(Records excerpted from a collection)
____
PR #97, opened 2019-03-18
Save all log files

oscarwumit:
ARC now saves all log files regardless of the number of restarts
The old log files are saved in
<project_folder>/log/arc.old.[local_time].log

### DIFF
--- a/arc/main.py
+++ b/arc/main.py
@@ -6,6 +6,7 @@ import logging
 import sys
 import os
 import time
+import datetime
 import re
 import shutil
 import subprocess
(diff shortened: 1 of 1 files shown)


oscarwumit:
____
TASK INSTRUCTIONS: Take every line above that includes "files" and list it.

SOLUTION:
Save all log files
ARC now saves all log files regardless of the number of restarts
The old log files are saved in
(diff shortened: 1 of 1 files shown)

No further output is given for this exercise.